■ Exercise ■
Copy every line that holds the string "like" from the data below.
'''
PR #296, opened 2023-06-10
cgroup1 delete: proceed to the next subsystem when a cgroup is not found

singholt:
Signed-off-by: Anuj Singh <singholt@amazon.com>

The cgroup1 Delete method checks for running processes within each subsystem, before deleting the cgroup from it. 

I noticed that there are cases when removing a cgroup from one subsystem, also removes it from others.
For example, on Amazon Linux (kernel 4.14), removing a cgroup from `net_cls` subsystem also removes the cgroup from `net_prio`. This is because both `net_cls` and `net_prio` have a symlink to a common dir `net_cls, net_prio`. Similarly, removing a cgroup from `cpu` also removes it from the `cpuacct` subsystem, because of a symlink to `cpu,cpuacct`.

```
ls -l /sys/fs/cgroup/net_cls /sys/fs/cgroup/net_prio
/sys/fs/cgroup/net_cls -> net_cls,net_prio
/sys/fs/cgroup/net_prio -> net_cls,net_prio 
```

In such a case the Delete() errors out with an error like 

```
lstat /sys/fs/cgroup/net_prio/test: no such file or directory
```

Sample code: https://gist.github.com/singholt/2a600802c0f74c8acdacd247760dc291 that fails on the Delete() without this fix but passes with it.

This change handles the above case, when a query to get cgroup processes within a subsystem returns a `fs.ErrNotExist`. In such a case, we move to the next subsystem, instead of erroring out of the Delete() immediately. This ensures that the cgroup is deleted from all subsystems that have it.

As per cgroups v1 [documentation](https://man7.org/linux/man-pages/man7/cgroups.7.html#CGROUPS_VERSION_1), since files in a cgroup directory cannot and need not be removed, it is safe to assume that if `cgroup.procs` doesn't exist for a cgroup (within a subsystem), the cgroup has been removed from the subsystem.

This PR has two commits - first addressing the problem above, with the unit test updated and second, just fixing a typo.

### DIFF
--- a/cgroup1/cgroup.go
+++ b/cgroup1/cgroup.go
@@ -41,7 +41,7 @@ func New(path Path, resources *specs.LinuxResources, opts ...InitOpts) (Cgroup, 
 			return nil, err
 		}
 	}
-	subsystems, err := config.hiearchy()
+	subsystems, err := config.hierarchy()
 	if err != nil {
 		return nil, err
 	}
@@ -79,7 +79,7 @@ func Load(path Path, opts ...InitOpts) (Cgroup, error) {
 		}
 	}
 	var activeSubsystems []Subsystem
-	subsystems, err := config.hiearchy()
+	subsystems, err := config.hierarchy()
 	if err != nil {
 		return nil, err
 	}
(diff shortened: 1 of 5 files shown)


estesp (approved):
LGTM

singholt:
thanks for reviewing Phil! It looks like I may need another review, perhaps @kzys ? I'd appreciate if you could take a look 😄

dcantah (approved):

PR #302, opened 2023-08-04
Submit/systemd optional

metux:


dcantah:
Looks like this needs a rebase, sorry for the delay here..

PR #306, opened 2023-11-10
go.mod: Upgrade github.com/cilium/ebpf v0.12.3

AlbertoBarba:
Needed to fix a breaking change introduced in `golang.org/x/sys`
'''
■ Answer ■
In such a case the Delete() errors out with an error like 
thanks for reviewing Phil! It looks like I may need another review, perhaps @kzys ? I'd appreciate if you could take a look 😄
Looks like this needs a rebase, sorry for the delay here..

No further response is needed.